PR #2346, opened 2024-11-05
lib: Execute Sends in the superstep that originated them (feature-flagged)

nfcampos:
- Currently this behavior is opt-in, behind a feature flag
- Keep old code path for compatibility with existing checkpoints
- Keep a similar order of application of updates, in some cases there will be no visible change
- Update task path for Sends to contain the path of all the parent tasks (multiple parents when a Send task creates another Send)
- That lineage path is used to ensure order of application of updates respects their logical lineage (ie updates from parents always applied before their child tasks)
- Move Interrupt writes to use negative indexes, which allow replacing/shadowing (when task is re-run it may interrupt again, or succeed)
- Runner will now attempt to schedule new Send tasks as soon as the write is received (ie while the originating node is still running)
- Update kafka scheduler to support new Send behavior


libs/langgraph/langgraph/pregel/algo.py
```diff
@@ -383,31 +452,75 @@ def prepare_single_task(
...
+            task_path_t = cast(tuple[str, tuple, int, str], task_path)
+            writes_for_path = [w for w in pending_writes if w[0] == task_path_t[3]]
+            if task_path_t[2] >= len(writes_for_path):
+                logger.warning(
+                    f"Ignoring invalid write index {task_path[2]} in pending writes"
+                )
+                return
+            packet = writes_for_path[task_path_t[2]][2]
+            if not isinstance(packet, Send):
+                print("packet", task_path_t, writes_for_path)
```
nfcampos, line 497: removed in https://github.com/langchain-ai/langgraph/pull/2393 which will be merged at same time

PR #2352, opened 2024-11-06
langgraph: add add_sequence to StateGraph

vbarda:


libs/langgraph/langgraph/graph/state.py
```diff
@@ -415,6 +424,57 @@ def add_edge(self, start_key: Union[str, list[str]], end_key: str) -> Self:
         self.waiting_edges.add((tuple(start_key), end_key))
         return self
 
+    def add_sequence(
+        self,
+        nodes: Sequence[Union[RunnableLike, tuple[str, RunnableLike]]],
```
eyurtsev, line 429:
```suggestion
        nodes: Sequence[Union[RunnableLike, tuple[str, RunnableLike]]],
        *,
```

libs/langgraph/langgraph/graph/state.py
```diff
@@ -415,6 +424,57 @@ def add_edge(self, start_key: Union[str, list[str]], end_key: str) -> Self:
...
+        from_nodes: Optional[list[str]] = None,
```
eyurtsev, line 430: Last questions about API:

1. Do we want to start off with from_nodes being required rather than having a default? The concern is that using this consecutively sounds like it should append, but instead it'll be creating branches.
2. If we are supporting a default, any reason not to do union[str, list[str]] == START so it's easy to see what the default is? Otherwise we're forcing folks to read the documentation to look up the default.

I have a minor concern about the API looking consistent. Do we think it makes sense to add `from_nodes` to `add_node`  as well? (not as part of this PR). Would it be helpful to just type out the entire API that we want as an end state?

libs/langgraph/langgraph/graph/state.py
```diff
@@ -415,6 +424,57 @@ def add_edge(self, start_key: Union[str, list[str]], end_key: str) -> Self:
...
+    ) -> Self:
+        """Add a sequence of steps that will be executed in the provided order.
```
eyurtsev, line 432: Maybe one more sentence about from_nodes?

```suggestion
        """Add a sequence of nodes that will be executed in the provided order.
```

libs/langgraph/langgraph/graph/state.py
eyurtsev: my personal preference for APIs -- is to always use a `*` before a named argument with a default. 

It forces devs to type more code when using the API but generally makes the resulting code easier and with less variations/

libs/langgraph/langgraph/graph/state.py
vbarda: i think it's fine to make it required for now!

vbarda: we can discuss `add_node` + `from_nodes` separately -- i think we should be careful with having too many ways of doing the same thing

vbarda: (actually will remove `from_nodes` altogether based on the offline discussion)

PR #2366, opened 2024-11-07
Print statement is needed to print the output

saurabhvartak1982:
Print statement is needed to print the output of the below statement: final_state["messages"][-1].content


eyurtsev:
hi @saurabhvartak1982 thanks for the contribution. I'll close since the print isn't adding much here -- it's self-evident and lots of folks run these in interactive environments anyway

PR #158, opened 2026-09-16
feat(a-generation-no-slot-names-is-reclaimed-on-request): A generation…

wighawag:
Task: `work/tasks/done/a-generation-no-slot-names-is-reclaimed-on-request.md`

Everything is green: `pnpm build`, `pnpm typecheck`, `pnpm test`, `pnpm format:check`, `pnpm check:adr`, `pnpm check:changesets`, `pnpm check:refs`.

The task's premises hold against the code today. `a-successor-lands-in-a-durable-slot-that-holds-one` landed (commit `b647fb84`) with exactly the shape this task assumes: three durable slots in the registry (`SLOT_NAMES`, `GenerationRegistry.slots()`, `slotHolding`), `predecessor` assigned by the pointer move, and the drop path in `ReceivingIndexer` (`deleteGeneration` → row + state namespace + stream reaped, declined where a held fold follows the stream). Its done record even reserves the unslotted rows for *this* task ("An unslotted row this container holds no fold for is deliberately NOT dropped: reclaiming those is the operator verb"). ADR-0084's cap consequence still names the missing verb. Nothing superseded. Built.

## What I did

**Core (`@etherfold/core`)**
- `unslottedGenerations(generations, slots)` in `generation/registry.ts`: ADR-0084's collection rule in one place (a refcount over the slot rows; `canonical` needs no extra clause because it *is* a slot).
- `GenerationDeletion.records`: how many substrate records a reaped stream subtree held, so a report can say what actually came back (`StreamDeletion` already reported this; `deleteGeneration` was throwing it away).
- `ReceivingIndexer.slots()` (the SEE half) and `ReceivingIndexer.reclaim()` (the verb), plus `ReclaimReport` / `ReclaimedGeneration` / `DeclinedReclaim`. `reclaim` reuses `deleteGeneration` and the existing `wouldStrandAFollower` decline; it is newest-first so a replaced follower goes before the writer it would strand. Extracted `stopDriving(record)` (shared with `dropReplaced`) so a reclaimed fold stops being driven and stops reporting.

**Server (`@etherfold/server`)**
- `IndexerRegistryEntry.slots?()` / `reclaim?()`, optional and paired, forwarded by `indexerEntryOn`.
- `POST /{indexer}/admin/reclaim-generations` — no body, on `ADMIN_TOKEN`, `501 reclaim-not-held` where a host holds no registry, 200 with `outcome` / `reclaimed` / `declined` / `slots` / `message`.
- `GET /{indexer}/admin/canonical-generation` widened: `slots`, `unslotted`, and a `slot` per listed generation.

**CLI** — `run` and `index` forward `slots` / `reclaim` on their registry entry.

**Tests** — `packages/cli/test/aGenerationNoSlotNamesIsReclaimed.test.ts` (9 cases) at the seam the task named: one container over a real libSQL database holding canonical + pending successor + predecessor + a generation no slot names, asserting which survive, that the namespace is really gone and the stream really reaped, that the revert target still answers from its own state afterwards, the decline, the caps, and `nothing-to-reclaim`. `packages/server/test/theOperatorReclaimsWhatNoSlotNames.test.ts` (7 cases) asserts the HTTP affordance: the listing, the report, the guard (anonymous and ingest-token both `401`), the `404`, and the `501`.

**Docs** — changeset; ADR-0084's cap consequence amended in place (the verb it named as missing now exists, and where); `CONTEXT.md`'s `generation slot` entry, the two package READMEs and the root README.

## Decisions

**The verb is an HTTP admin route (`POST /{indexer}/admin/reclaim-generations`) and NOT a sixth CLI verb.** ADR-0057 already decided this class of question and I followed it rather than re-opening it: a Cloudflare Worker is reachable only over HTTP, so a CLI verb serves no serverless deployment at all, and the command set is pinned at five names that denote *deployment intents* — a one-shot control action is not one. The blast-radius argument the task raises is real and is answered where ADR-0057 put the answer: the credential is `ADMIN_TOKEN`, which fails closed and is deliberately never the ingest token a log shipper holds, so the surface that DELETES state is the last one a fetcher can reach. Alternative considered: a CLI verb (cannot be reached remotely, cannot be misauthorised) — rejected because an affordance that exists on one deployment shape is not an affordance, and because the CLI still inherits the route by hosting the same app, so the operator of `run`/`index` gets it anyway. Touches: `IndexerRegistryEntry` (two new optional capabilities), `run` and `index` wiring, and the Worker host, which answers `501 reclaim-not-held` because it registers a bare receiver.

**Acceptance criterion 7 ("follows the rules every other command input obeys, ADR-0048") is satisfied by having NO input rather than by ADR-0048 literally.** ADR-0048 governs CLI flags and their environment fallbacks; with the verb on HTTP it has no flag to name. The verb takes no body at all (the rule decides which generations go, so there is nothing for a caller to name and nothing to get wrong), and it follows the refusal shapes this surface already established — `401` on the path guard, `404` for an unknown name, `501 <capability>-not-held`, in the `reconfigure-not-held` / `generations-not-held` family. The task prompt explicitly rebinds the criterion this way ("if you choose the route, it belongs on the admin credential and the refusal shapes there are already established").

**The SEE half WIDENS the existing `GET /{indexer}/admin/canonical-generation` instead of adding a second listing route.** That route already enumerates every generation; under ADR-0084 `canonical` is merely the first slot, so reporting the other two beside it is a widening of the same answer rather than a new resource. Alternative considered: a new `GET /{indexer}/admin/generations` pair with `POST .../reclaim` under it — rejected because it would leave two enumerations of one thing that can drift, which is the failure this repo consistently designs against; the cost is that the route's NAME now under-describes its body, which it arguably already did. The reclaim verb is a flat kebab segment like `reconfigure`, matching the established admin path shape.

**Reclaiming nothing answers `nothing-to-reclaim`, and a reclaim that was entirely held back answers `declined` — three outcomes, not an empty array.** "Nothing happened" had three causes an operator must tell apart, exactly as `ReconfigureReport`'s `unchanged` exists so a save that changed nothing reads as itself: reporting a full decline as "nothing to reclaim" would tell an operator whose disk is full that there was nothing to free, which is the false answer the verb exists to end. All three are `200` successes, because the verb ran. A per-generation deletion FAILURE is a `declined` entry with `reason: 'deletion-failed'` rather than a thrown call, on the same ground `dropReplaced` uses: the generation is still named by no slot, so nothing reads it and the next call tries again. Touches: the response shape any operator tooling reads, and the `ReclaimReport` type consumers of `@etherfold/core` see.

**The report NAMES rather than counts, and the message is built once in core.** Each reclaimed generation carries its identity, the stream reaped with it and how many records that subtree held (which is why `GenerationDeletion` gained `records`); each declined one carries the reason and what to do about it; `slots` carries what survives, from the same read the rule was decided on. The sentence is composed in the container and carried on the report, so a log line and the HTTP response say the same thing rather than two renderings that drift.

**It is not a collector, and I did not make it one.** Nothing calls `reclaim` on a timer, at `open`, or from any drive path; every call in the tree is a test or an operator route. The caps are untouched. If an automatic sweep is wanted, that is a separate decision (it deletes with nobody present) and ADR-0084 does not make it.


wighawag:

This verb DELETES state, so I reviewed the two properties that make it safe by reading the selection rule and grepping the call sites, not by reading the report.

## The two things that make it safe

**1. Nothing any slot names is ever reclaimed, `predecessor` included.** ✅ Structural rather than enumerated, which is the right shape: `unslottedGenerations` is `generations.filter(record => !slotHolding(slots, record))`, and `slotHolding` iterates `SLOT_NAMES`, so a fourth slot added later is protected by construction rather than by someone remembering to extend a list. The selection takes ONE read of the records and ONE of the slots before anything is dropped, with the reason stated (reading twice could pair a listing with slot assignments from either side of another process's write) — that is the concurrency hazard a delete verb has and it is handled.

   Asserted directly, and better than the criterion asks. The first test keeps all three slotted generations and checks their **namespace tables still exist**, so the state is verified present rather than just the row. The second drives the revert for real: promote back to the predecessor and assert `ownerOf(...)` is still BOB. The comment on it makes the point explicitly — "not canonical right now" is exactly the wrong predicate — which is the same trap `a-successor-lands-in-a-durable-slot-that-holds-one` guarded against.

**2. It stays a VERB an operator runs, and has not become a sweep.** ✅ Verified two ways. No `setInterval`, `setTimeout` or open-hook appears anywhere in the diff. And the only two `container.reclaim()` call sites in `packages/*/src` are the registry-entry wirings in `run.ts` and `indexCommand.ts` that back the HTTP route — no drive path, no cycle, no `open`. The decision block says so and the tree agrees. The ADR amendment records it as a decision ("deliberately NOT a collector: nothing fires it on a timer or at `open`, because an automatic reclaim deletes with nobody present and this ADR does not make that decision"), which is the right place for it.

## Per criterion

1. **An operator can SEE what a deployment holds.** ✅ Each slot, what it names, and everything no slot names, without matching digests by eye. Widening `GET .../admin/canonical-generation` rather than adding a second enumeration is the right call: under ADR-0084 `canonical` is merely the first slot, so this is the same answer reported fully. Two enumerations of one thing is exactly what drifts.
2. **RECLAIM everything no slot names, in one action, and get back what was freed.** ✅ And it NAMES rather than counts: each reclaimed generation carries its identity, the stream reaped with it and how many records that subtree held (`GenerationDeletion` gained `records` for this). The prompt was right that this matters more than it looks, and it is honoured.
3. **Never reclaims a slotted generation, `predecessor` included, asserted directly.** ✅ See above.
4. **DECLINED where dropping would strand a follower, and says so.** ✅ Reuses the existing ADR-0044 decline, with a message saying it is retained and will go on the next reclaim once nothing follows its stream.
5. **Caps UNCHANGED.** ✅ Asserted as its own case, and no cap constant is touched anywhere in the diff.
6. **Reclaiming nothing is a success that says so.** ✅ Better than asked: THREE outcomes, because "nothing happened" had three causes. `nothing-to-reclaim` vs `declined` is a real distinction — telling an operator whose disk is full that there was nothing to free is precisely the false answer this verb exists to end. All `200`, because the verb ran.
7. **ADR-0048 / one input shape.** ✅ Satisfied by having NO input: the rule decides which generations go, so there is nothing for a caller to name. Refusals follow the established family (`401`, `404`, `501 reclaim-not-held`). The rebinding from ADR-0048-literally to the admin surface's shapes is the one the task prompt itself authorises.
8–9. **Tests / changeset.** ✅ Both, 458 + 336 lines of new test across CLI and server.

## Notes, non-blocking

- **Route vs CLI verb** was the decision the task flagged, and it is decided explicitly with the reasoning the task asked for. The argument that settles it is the one I would have wanted: a Cloudflare Worker is reachable only over HTTP, so a CLI verb is an affordance that does not exist on one deployment shape, while the CLI still inherits the route by hosting the same app. The blast-radius concern the task raises is answered where ADR-0057 already put the answer (`ADMIN_TOKEN`, fails closed, never the ingest token a log shipper holds). The Worker host answering `501 reclaim-not-held` for a bare receiver is the correct completion of that.
- **ADR-0084 was amended, not closed.** Correct: an `AMENDED 2026-09-16` blockquote under the cap consequence, and the `status: accepted, not yet implemented` line is LEFT IN PLACE. That line belongs to `the-chain-facing-container-holds-its-generations-in-slots`, the last of this ADR's family, and I have planted that pointer in its body (`f50b1e90`). The amendment is also precise that the chain-facing container has no such verb yet because it has no slots yet.
- A per-generation deletion failure becoming a `declined` entry rather than a thrown call is right and consistent with `dropReplaced`: the generation is named by no slot, so nothing reads it and the next call retries.
- `stopDriving` on a reclaimed fold is a good catch — folding into state that has been dropped would be writing into nothing.

No criterion unmet, nothing slotted at risk, no sweep introduced. Merging.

◆ ◆ ◆ ◆ ◆ ◆ ◆

* Task description:
Output each line of the records above exactly, beginning at the first, and stop once the line containing "nfcampos, line 497: removed" has been output.

* Answer to this task:
PR #2346, opened 2024-11-05
lib: Execute Sends in the superstep that originated them (feature-flagged)

nfcampos:
- Currently this behavior is opt-in, behind a feature flag
- Keep old code path for compatibility with existing checkpoints
- Keep a similar order of application of updates, in some cases there will be no visible change
- Update task path for Sends to contain the path of all the parent tasks (multiple parents when a Send task creates another Send)
- That lineage path is used to ensure order of application of updates respects their logical lineage (ie updates from parents always applied before their child tasks)
- Move Interrupt writes to use negative indexes, which allow replacing/shadowing (when task is re-run it may interrupt again, or succeed)
- Runner will now attempt to schedule new Send tasks as soon as the write is received (ie while the originating node is still running)
- Update kafka scheduler to support new Send behavior


libs/langgraph/langgraph/pregel/algo.py
```diff
@@ -383,31 +452,75 @@ def prepare_single_task(
...
+            task_path_t = cast(tuple[str, tuple, int, str], task_path)
+            writes_for_path = [w for w in pending_writes if w[0] == task_path_t[3]]
+            if task_path_t[2] >= len(writes_for_path):
+                logger.warning(
+                    f"Ignoring invalid write index {task_path[2]} in pending writes"
+                )
+                return
+            packet = writes_for_path[task_path_t[2]][2]
+            if not isinstance(packet, Send):
+                print("packet", task_path_t, writes_for_path)
```
nfcampos, line 497: removed in https://github.com/langchain-ai/langgraph/pull/2393 which will be merged at same time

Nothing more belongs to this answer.